(EXERCISE AIM)
As you look over the data below, please find each line where the word "tested" appears, then copy it.

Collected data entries
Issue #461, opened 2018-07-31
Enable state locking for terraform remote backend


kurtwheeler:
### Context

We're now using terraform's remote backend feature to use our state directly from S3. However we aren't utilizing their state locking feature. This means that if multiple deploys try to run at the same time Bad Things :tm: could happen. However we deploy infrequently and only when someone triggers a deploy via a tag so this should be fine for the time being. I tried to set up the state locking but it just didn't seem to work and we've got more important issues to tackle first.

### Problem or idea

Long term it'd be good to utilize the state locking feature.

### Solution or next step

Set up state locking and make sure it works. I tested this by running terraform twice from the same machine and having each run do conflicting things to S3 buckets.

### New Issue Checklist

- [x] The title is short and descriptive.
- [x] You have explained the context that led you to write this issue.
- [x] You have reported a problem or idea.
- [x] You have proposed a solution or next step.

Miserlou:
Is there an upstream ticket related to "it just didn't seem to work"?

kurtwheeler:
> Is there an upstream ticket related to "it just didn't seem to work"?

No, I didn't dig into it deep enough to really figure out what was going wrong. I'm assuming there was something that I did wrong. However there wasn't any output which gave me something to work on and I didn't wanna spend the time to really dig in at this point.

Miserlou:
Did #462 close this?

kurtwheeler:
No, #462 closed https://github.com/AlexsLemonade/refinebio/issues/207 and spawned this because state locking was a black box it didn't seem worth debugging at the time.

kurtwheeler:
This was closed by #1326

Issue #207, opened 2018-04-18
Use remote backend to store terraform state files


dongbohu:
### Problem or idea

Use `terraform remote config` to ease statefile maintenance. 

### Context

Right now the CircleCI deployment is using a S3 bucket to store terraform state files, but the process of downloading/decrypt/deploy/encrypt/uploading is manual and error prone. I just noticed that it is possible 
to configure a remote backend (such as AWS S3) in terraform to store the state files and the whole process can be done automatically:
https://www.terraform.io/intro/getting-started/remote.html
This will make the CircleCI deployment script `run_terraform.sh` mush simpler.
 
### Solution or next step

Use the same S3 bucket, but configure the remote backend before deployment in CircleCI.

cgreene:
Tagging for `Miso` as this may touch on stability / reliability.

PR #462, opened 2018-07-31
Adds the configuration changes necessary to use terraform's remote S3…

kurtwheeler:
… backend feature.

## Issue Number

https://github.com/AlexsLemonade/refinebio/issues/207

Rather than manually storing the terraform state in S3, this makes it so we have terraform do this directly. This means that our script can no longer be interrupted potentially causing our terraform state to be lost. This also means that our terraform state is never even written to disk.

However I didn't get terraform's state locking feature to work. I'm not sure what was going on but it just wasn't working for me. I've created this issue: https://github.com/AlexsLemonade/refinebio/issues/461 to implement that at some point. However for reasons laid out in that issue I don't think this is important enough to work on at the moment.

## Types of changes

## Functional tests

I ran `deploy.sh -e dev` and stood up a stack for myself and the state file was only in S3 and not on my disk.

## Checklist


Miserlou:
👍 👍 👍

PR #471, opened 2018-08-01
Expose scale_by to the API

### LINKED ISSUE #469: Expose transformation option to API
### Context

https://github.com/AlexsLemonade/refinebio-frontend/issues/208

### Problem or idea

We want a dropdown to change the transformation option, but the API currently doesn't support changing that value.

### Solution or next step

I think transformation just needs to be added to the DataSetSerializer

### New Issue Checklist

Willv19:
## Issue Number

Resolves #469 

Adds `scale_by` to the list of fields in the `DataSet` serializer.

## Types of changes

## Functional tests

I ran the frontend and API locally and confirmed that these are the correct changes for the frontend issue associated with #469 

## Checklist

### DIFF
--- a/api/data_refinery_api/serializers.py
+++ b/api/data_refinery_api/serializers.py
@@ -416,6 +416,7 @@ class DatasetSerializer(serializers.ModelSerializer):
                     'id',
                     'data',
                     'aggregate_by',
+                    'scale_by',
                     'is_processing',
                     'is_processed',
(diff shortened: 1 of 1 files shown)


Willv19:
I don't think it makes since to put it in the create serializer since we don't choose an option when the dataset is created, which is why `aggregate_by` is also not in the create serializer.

...

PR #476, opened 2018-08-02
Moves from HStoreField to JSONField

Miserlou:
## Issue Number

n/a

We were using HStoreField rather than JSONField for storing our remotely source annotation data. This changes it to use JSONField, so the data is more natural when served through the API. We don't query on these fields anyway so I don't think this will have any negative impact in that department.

--

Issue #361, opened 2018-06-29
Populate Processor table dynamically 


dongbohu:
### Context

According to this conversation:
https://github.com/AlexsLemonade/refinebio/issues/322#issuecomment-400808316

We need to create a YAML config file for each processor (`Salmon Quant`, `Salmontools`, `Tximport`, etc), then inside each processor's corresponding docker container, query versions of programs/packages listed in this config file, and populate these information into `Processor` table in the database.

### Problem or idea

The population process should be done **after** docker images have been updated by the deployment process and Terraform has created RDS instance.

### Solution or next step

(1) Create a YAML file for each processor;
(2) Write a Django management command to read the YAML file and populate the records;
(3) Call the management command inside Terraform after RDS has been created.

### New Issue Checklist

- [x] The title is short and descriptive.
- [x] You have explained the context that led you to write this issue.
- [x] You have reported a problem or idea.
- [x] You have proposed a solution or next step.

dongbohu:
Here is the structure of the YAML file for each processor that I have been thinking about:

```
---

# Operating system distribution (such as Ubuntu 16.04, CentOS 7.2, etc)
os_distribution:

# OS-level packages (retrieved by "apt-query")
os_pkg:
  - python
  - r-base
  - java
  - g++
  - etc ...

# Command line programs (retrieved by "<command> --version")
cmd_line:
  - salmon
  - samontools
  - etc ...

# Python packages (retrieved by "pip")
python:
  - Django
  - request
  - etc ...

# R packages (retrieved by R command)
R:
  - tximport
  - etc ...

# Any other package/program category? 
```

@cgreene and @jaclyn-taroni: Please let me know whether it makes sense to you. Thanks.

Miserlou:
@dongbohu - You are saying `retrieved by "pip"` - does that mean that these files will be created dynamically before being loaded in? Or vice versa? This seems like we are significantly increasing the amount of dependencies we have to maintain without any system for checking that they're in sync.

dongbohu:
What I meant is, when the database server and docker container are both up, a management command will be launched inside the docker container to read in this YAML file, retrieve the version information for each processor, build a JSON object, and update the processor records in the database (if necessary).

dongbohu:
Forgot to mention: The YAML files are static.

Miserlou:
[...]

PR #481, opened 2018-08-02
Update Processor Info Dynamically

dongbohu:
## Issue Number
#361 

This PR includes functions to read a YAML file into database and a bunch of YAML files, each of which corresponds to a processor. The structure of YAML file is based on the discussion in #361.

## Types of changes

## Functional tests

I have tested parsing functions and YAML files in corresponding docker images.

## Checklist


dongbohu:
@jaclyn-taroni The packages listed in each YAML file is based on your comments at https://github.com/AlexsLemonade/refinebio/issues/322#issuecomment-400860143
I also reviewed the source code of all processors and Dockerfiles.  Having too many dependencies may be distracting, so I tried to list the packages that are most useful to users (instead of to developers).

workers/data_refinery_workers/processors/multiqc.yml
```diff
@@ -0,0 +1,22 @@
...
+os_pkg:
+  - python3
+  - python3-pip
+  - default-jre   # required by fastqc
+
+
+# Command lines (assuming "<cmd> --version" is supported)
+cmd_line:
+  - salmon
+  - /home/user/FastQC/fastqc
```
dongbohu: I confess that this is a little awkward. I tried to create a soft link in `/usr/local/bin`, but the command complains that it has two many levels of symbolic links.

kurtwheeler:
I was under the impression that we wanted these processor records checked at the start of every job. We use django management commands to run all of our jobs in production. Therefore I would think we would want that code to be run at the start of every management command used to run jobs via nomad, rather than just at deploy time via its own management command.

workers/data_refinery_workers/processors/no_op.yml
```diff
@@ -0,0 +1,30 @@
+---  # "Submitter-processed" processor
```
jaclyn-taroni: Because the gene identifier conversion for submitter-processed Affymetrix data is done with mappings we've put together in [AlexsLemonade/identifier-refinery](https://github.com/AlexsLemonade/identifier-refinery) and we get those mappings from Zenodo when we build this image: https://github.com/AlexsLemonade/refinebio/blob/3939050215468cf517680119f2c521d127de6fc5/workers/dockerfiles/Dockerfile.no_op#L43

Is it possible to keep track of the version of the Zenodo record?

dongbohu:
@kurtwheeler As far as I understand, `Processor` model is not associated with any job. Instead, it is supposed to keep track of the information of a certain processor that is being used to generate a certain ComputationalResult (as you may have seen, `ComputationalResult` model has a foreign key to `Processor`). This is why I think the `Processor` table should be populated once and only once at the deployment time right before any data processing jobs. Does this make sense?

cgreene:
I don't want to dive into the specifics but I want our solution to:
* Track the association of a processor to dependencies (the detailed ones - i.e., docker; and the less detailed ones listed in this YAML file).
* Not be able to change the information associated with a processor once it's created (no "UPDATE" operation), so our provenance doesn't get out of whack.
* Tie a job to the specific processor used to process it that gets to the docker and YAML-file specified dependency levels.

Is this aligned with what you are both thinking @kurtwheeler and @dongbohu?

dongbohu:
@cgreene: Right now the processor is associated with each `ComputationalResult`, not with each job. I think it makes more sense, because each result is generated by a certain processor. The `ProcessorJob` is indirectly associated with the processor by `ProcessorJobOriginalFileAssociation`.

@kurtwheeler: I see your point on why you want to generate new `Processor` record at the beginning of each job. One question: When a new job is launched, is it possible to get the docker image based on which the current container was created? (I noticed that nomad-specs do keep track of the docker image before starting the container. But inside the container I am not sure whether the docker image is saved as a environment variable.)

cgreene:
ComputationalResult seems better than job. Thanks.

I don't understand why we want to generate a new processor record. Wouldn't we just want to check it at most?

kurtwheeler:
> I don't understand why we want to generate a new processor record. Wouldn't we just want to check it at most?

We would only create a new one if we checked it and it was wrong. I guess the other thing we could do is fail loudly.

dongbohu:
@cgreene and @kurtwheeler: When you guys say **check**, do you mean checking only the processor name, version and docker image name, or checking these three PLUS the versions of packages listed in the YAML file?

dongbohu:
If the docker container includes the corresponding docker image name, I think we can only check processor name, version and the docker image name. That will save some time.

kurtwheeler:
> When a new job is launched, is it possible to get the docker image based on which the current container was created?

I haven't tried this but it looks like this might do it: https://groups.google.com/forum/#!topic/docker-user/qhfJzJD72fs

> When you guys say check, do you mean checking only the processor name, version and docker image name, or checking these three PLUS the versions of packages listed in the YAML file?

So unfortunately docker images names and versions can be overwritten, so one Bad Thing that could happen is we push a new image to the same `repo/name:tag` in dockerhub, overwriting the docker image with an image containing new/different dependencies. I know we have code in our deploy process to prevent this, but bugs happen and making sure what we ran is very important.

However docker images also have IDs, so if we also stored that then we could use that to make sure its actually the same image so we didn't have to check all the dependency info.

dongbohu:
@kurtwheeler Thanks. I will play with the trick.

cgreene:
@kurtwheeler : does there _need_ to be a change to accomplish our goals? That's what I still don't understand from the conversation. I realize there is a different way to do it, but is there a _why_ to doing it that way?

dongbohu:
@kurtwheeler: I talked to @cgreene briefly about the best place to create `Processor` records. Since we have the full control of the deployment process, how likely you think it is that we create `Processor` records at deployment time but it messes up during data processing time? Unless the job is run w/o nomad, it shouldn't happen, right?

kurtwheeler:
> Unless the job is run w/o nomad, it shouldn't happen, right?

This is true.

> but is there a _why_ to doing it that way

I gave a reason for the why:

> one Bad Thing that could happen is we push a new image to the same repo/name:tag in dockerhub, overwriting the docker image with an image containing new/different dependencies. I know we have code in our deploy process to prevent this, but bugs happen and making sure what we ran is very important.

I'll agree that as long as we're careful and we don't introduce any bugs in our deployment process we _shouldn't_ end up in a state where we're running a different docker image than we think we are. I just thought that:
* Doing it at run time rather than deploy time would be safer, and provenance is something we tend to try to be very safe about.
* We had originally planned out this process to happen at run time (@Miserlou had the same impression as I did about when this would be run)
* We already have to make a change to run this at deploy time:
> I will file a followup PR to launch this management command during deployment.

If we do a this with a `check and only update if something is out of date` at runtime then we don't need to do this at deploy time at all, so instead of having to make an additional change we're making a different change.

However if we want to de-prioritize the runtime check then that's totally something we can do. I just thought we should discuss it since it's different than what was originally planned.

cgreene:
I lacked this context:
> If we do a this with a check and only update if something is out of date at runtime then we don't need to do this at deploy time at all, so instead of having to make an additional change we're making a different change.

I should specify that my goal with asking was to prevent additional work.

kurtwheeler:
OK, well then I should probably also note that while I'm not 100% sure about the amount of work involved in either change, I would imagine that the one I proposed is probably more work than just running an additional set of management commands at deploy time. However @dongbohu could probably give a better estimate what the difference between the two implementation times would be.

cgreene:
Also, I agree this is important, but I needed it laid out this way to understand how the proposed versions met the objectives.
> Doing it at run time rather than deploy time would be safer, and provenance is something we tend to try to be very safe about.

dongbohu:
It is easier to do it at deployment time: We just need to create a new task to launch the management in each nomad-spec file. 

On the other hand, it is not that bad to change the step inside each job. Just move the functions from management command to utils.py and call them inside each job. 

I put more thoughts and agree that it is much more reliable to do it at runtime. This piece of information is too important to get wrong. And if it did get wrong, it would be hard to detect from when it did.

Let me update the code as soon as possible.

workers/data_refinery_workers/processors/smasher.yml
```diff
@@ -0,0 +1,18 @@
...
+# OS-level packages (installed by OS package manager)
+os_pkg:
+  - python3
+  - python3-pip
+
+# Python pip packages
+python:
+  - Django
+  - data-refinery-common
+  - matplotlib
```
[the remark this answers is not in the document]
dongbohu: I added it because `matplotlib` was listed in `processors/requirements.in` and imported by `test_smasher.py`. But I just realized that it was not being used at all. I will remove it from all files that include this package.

(SOLVED PROBLEM)
Set up state locking and make sure it works. I tested this by running terraform twice from the same machine and having each run do conflicting things to S3 buckets.
I have tested parsing functions and YAML files in corresponding docker images.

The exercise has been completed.